SUPPLIED RECORDS:

PR #3491, opened 2022-11-22
stage0: create ACPI tables based on instructions from fw_cfg

andrisaar:
This is a fairly straightforward and, at times, naive implementation of the ACPI table builder. I spent some time trying to do it "properly" by implementing my own dedicated heap allocator, but it was too much of a hassle.

In the future, to clean this up, we should use the standard allocator from `alloc` and the bog-standard Rust `Box` etc data types, even if this means we need to instantiate a global heap allocator to placate the Rust runtime.

All of the `fw_cfg` related code should also be moved to a separate crate, so that we can do proper testing.

### DIFF
--- a/stage0/src/acpi.rs
+++ b/stage0/src/acpi.rs
@@ -1,0 +1,411 @@
+//
+// Copyright 2022 The Project Oak Authors
+//
+// Licensed under the Apache License, Version 2.0 (the "License");
+// you may not use this file except in compliance with the License.
+// You may obtain a copy of the License at
+//
+//     http://www.apache.org/licenses/LICENSE-2.0
+//
+// Unless required by applicable law or agreed to in writing, software
+// distributed under the License is distributed on an "AS IS" BASIS,
+// WITHOUT WARRANTIES OR CONDITIONS OF ANY KIND, either express or implied.
+// See the License for the specific language governing permissions and
+// limitations under the License.
+//
+
+// These data structures (and constants) are derived from qemu/hw/acpi/bios-linker-loader.c that
+// defines the interface.
+
+use crate::fw_cfg::FwCfg;
+use core::{
+    ffi::CStr,
+    fmt::{Debug, Formatter, Result as FmtResult},
+    mem::{zeroed, MaybeUninit},
+};
+use strum::FromRepr;
+use zerocopy::AsBytes;
+
+// RSDP has to be within the first 1 KiB of EBDA, so we treat it separately.
+// See Section 5.2.5 of the ACPI Specification, Release 6.5 for more details about RSDP, it's size,
+// structure, and where it should be placed.
+const RSDP_SIZE: usize = 36;
+// Rest of the EBDA. The full size of EBDA is 128 KiB, but let's reserve the whole 1 KiB for the
+// RSDP.
+const EBDA_SIZE: usize = 127 * 1024;
+#[link_section = ".ebda.rsdp"]
+static mut RSDP: MaybeUninit<[u8; RSDP_SIZE]> = MaybeUninit::uninit();
+#[link_section = ".ebda"]
+static mut EBDA: MaybeUninit<[u8; EBDA_SIZE]> = MaybeUninit::uninit();
+
+// Safety: we include a nul byte at the end of the string, and that is the only nul byte.
+const TABLE_LOADER_FILE_NAME: &CStr =
+    unsafe { CStr::from_bytes_with_nul_unchecked(b"etc/table-loader\0") };
+const RSDP_FILE_NAME: &CStr = unsafe { CStr::from_bytes_with_nul_unchecked(b"etc/acpi/rsdp\0") };
+const ACPI_TABLES_FILE_NAME: &CStr =
+    unsafe { CStr::from_bytes_with_nul_unchecked(b"etc/acpi/tables\0") };
+
+const ROMFILE_LOADER_FILESZ: usize = 56;
+
+type RomfileName = [u8; ROMFILE_LOADER_FILESZ];
+
+fn get_file(name: &CStr) -> Result<&'static mut [u8], &'static str> {
+    // Safety: we do not have concurrent threads so accessing the static is safe, and even if
+    // Allocate has not been called yet, all values are valid for an [u8].
+    if name == RSDP_FILE_NAME {
+        Ok(unsafe { RSDP.assume_init_mut() })
+    } else if name == ACPI_TABLES_FILE_NAME {
+        Ok(unsafe { EBDA.assume_init_mut() })
+    } else {
+        Err("Unsupported file in table-loader")
+    }
+}
+
+#[repr(u32)]
+#[derive(Debug, FromRepr)]
+enum CommandTag {
+    Allocate = 1,
+    AddPointer = 2,
+    AddChecksum = 3,
+    WritePointer = 4,
+}
+
+#[repr(u8)]
+#[derive(Debug, FromRepr)]
+enum Zone {
+    High = 1,
+    FSeg = 2,
+}
+
+/// COMMAND_ALLOCATE - allocate a table from `file` subject to `align` alignment (must be power of
+/// 2) and `zone` (can be HIGH or FSEG) requirements.
+///
+/// Must appear exactly once for each file, and before this file is referenced by any other command.
+#[repr(C)]
+#[derive(Copy, Clone)]
+struct Allocate {
+    file: RomfileName,
+    align: u32,
+    zone: u8,
+    _padding: [u8; 60],
+}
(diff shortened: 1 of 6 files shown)


ipetr0v (approved):

stage0/src/acpi.rs
```diff
@@ -0,0 +1,411 @@
...
+
+impl RomfileCommand {
+    fn tag(&self) -> Option<CommandTag> {
+        CommandTag::from_repr(self.tag)
+    }
+
+    fn extract(&self) -> Command<'_> {
+        // Safety: we extract the value out of the union based on the tag value, which is safe to
+        // do.
+        match self.tag().unwrap() {
```
conradgrobler, line 366: Is crashing OK here? Since `extract` is only used in a `invoke` which returns a result, perhaps it is better for `extract` to also return a result and use `.ok_or(...)?` insead of `unwrap`.

conradgrobler (approved):
Nice

stage0/src/acpi.rs
```diff
@@ -0,0 +1,411 @@
...
+        let src_file = get_file(self.src_file())?;
+
+        if self.offset as usize + self.size as usize > dest_file.len() {
+            return Err("Write for COMMAND_ADD_POINTER would overflow destination file");
+        }
+        if self.size > 8 || self.size.count_ones() != 1 {
+            return Err("COMMAND_ADD_POINTER has invalid size");
+        }
+        let mut pointer = 0u64;
+        unsafe {
```
conradgrobler, line 188: Oh, I forgot to mention: I think these unsafe blocks can be removed by using something like:

`pointer.as_bytes_mut()[..self.size].copy_from_slice(&dest_file[self.offset..(self.offset+size)])`

and

`dest_file[self.offset..(self.offset+size)].copy_from_slice(pointer.as_bytes()[..self.size])`

stage0/src/acpi.rs
```diff
@@ -0,0 +1,411 @@
...
+use core::{
+    ffi::CStr,
+    fmt::{Debug, Formatter, Result as FmtResult},
+    mem::{zeroed, MaybeUninit},
+};
+use strum::FromRepr;
+
+// RSDP has to be within the first 1K of EBDA, so we treat it separately.
+// See Section 5.2.5 of the ACPI Specification, Release 6.5 for more details about RSDP, it's size,
+// structure, and where it should be placed.
```
ipetr0v, line 30: What for are we going to use ACPI ? IIUC it's a protocol to discover new devices?

stage0/src/acpi.rs
```diff
@@ -0,0 +1,411 @@
...
+const EBDA_SIZE: usize = 127 * 1024;
+#[link_section = ".ebda.rsdp"]
+static mut RSDP: MaybeUninit<[u8; RSDP_SIZE]> = MaybeUninit::uninit();
+#[link_section = ".ebda"]
+static mut EBDA: MaybeUninit<[u8; EBDA_SIZE]> = MaybeUninit::uninit();
+
+// Safety: we include a nul byte at the end of the string, and that is the only nul byte.
+const TABLE_LOADER_FILE_NAME: &CStr =
+    unsafe { CStr::from_bytes_with_nul_unchecked(b"etc/table-loader\0") };
+const RSDP_FILE_NAME: &CStr = unsafe { CStr::from_bytes_with_nul_unchecked(b"etc/acpi/rsdp\0") };
```
ipetr0v, line 42: Is this running inside Restricted Kernel ?
How will we access files without having a file system?

stage0/src/acpi.rs
```diff
@@ -0,0 +1,411 @@
...
+/// 2) and `zone` (can be HIGH or FSEG) requirements.
+///
+/// Must appear exactly once for each file, and before this file is referenced by any other command.
+#[repr(C)]
+#[derive(Copy, Clone)]
+struct Allocate {
+    file: RomfileName,
+    align: u32,
+    zone: u8,
+    _padding: [u8; 60],
```
ipetr0v, line 88: What do we need padding for?

stage0/src/acpi.rs
```diff
@@ -0,0 +1,411 @@
...
+
+#[repr(C)]
+#[derive(Default)]
+struct RomfileCommand {
+    tag: u32,
+    body: Body,
+}
+
+#[derive(Debug)]
+enum Command<'a> {
```
ipetr0v, line 340: When are these commands executed?
Each time a new device is connected?

stage0/src/fw_cfg.rs
```diff
@@ -69,6 +69,16 @@ impl DirEntry {
...
+    fn fmt(&self, f: &mut core::fmt::Formatter<'_>) -> core::fmt::Result {
+        f.debug_struct("DirEntry")
+            .field("name", &self.name())
+            .field("size", &self.size())
+            .field("select", &self.selector())
+            .finish()
+    }
+}
+
 pub struct FwCfg {
```
ipetr0v, line 82: pre-existing: could you please add a comment what "Fw" stands for?

stage0/src/fw_cfg.rs
```diff
@@ -130,6 +140,11 @@ impl FwCfg {
         })
     }
 
+    pub fn find(&mut self, name: &CStr) -> Option<DirEntry> {
```
ipetr0v, line 143: Why do you need `CStr` ? Are you calling into C somewhere?

ipetr0v (approved):

stage0/src/acpi.rs
andrisaar: ACPI is many things; amongst others, yes, it's used to describe the hardware in the machine.

And that's exactly what we want to use it for: for example, if we use a MMIO (memory-mapped) virtio-vsock device in QEMU, we need to know what memory addresses were assigned to that device. We could go and just randomly start probing memory addresses, but a much better solution would be to just look at the device list in ACPI, find the descriptor for the device in the ACPI tables, and find the address for the device from the descriptor.

Further out in the future, ACPI contains details about CPUs in the system as well (which we need when we get to multiprocessing), and a ton of other stuff (like a more modern factility to trigger a shutdown).

stage0/src/acpi.rs
andrisaar: Worse, this is stage0, which is the code running _before_ we get to Restricted Kernel :)

The QEMU `fw_cfg` exposes a really crude file system-like API. It'd be better to think about it as a sort of really low-level key-value interface, and these are the keys. QEMU just calls them "files", so we use the same terminology throughout.

stage0/src/acpi.rs
ipetr0v: Who is populating the ACPI table with new devices?

andrisaar: QEMU (or crosvm) provides us with the ACPI tables that contains information about hardware in the VM.

Crosvm writes the tables straight into guest memory; all of this code is about using the QEMU `fw_cfg` interface to read the ACPI tables and write them into the guest memory where the Restricted Kernel expects them to be.

stage0/src/acpi.rs
andrisaar: I'd argue it is, because this means we got something we don't support from the `etc/table-loader`. However, I agree that it'd be more consistent to push the error handling up to one place if we're doing it everywhere anyway.

stage0/src/acpi.rs
```diff
@@ -0,0 +1,411 @@
...
+            .field("offset", &self.offset)
+            .field("size", &self.size)
+            .finish()
+    }
+}
+
+/// COMMAND_ADD_CHECKSUM - calculate checksum of the range specified by `start` and `length` fields,
+/// and then add the value at `offset`.
+///
+/// Checksum simply sums -X for each byte X in the range using 8-bit math.
```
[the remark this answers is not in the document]
andrisaar: -a - b = -a + -b = -(a + b), so mathematically this doesn't make a difference, but I've added a note to clarify.

stage0/src/fw_cfg.rs
andrisaar: Indirectly -- the `fw_cfg` file names are null-terminated, like C strings are. Thus, it makes sense to use the Rust `CStr` for them.

stage0/src/acpi.rs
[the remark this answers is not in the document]
conradgrobler: ah, I missed the `-= checksum` so it seemed that it was never negated.

stage0/src/acpi.rs
andrisaar: Much cleaner, thanks!

stage0/src/fw_cfg.rs
andrisaar: Done.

WORK INSTRUCTIONS:
Word for word, reproduce the listing from its first line through the line that has "This is a fairly" in it, and go no further.

ANSWER TO THE PROBLEM:
PR #3491, opened 2022-11-22
stage0: create ACPI tables based on instructions from fw_cfg

andrisaar:
This is a fairly straightforward and, at times, naive implementation of the ACPI table builder. I spent some time trying to do it "properly" by implementing my own dedicated heap allocator, but it was too much of a hassle.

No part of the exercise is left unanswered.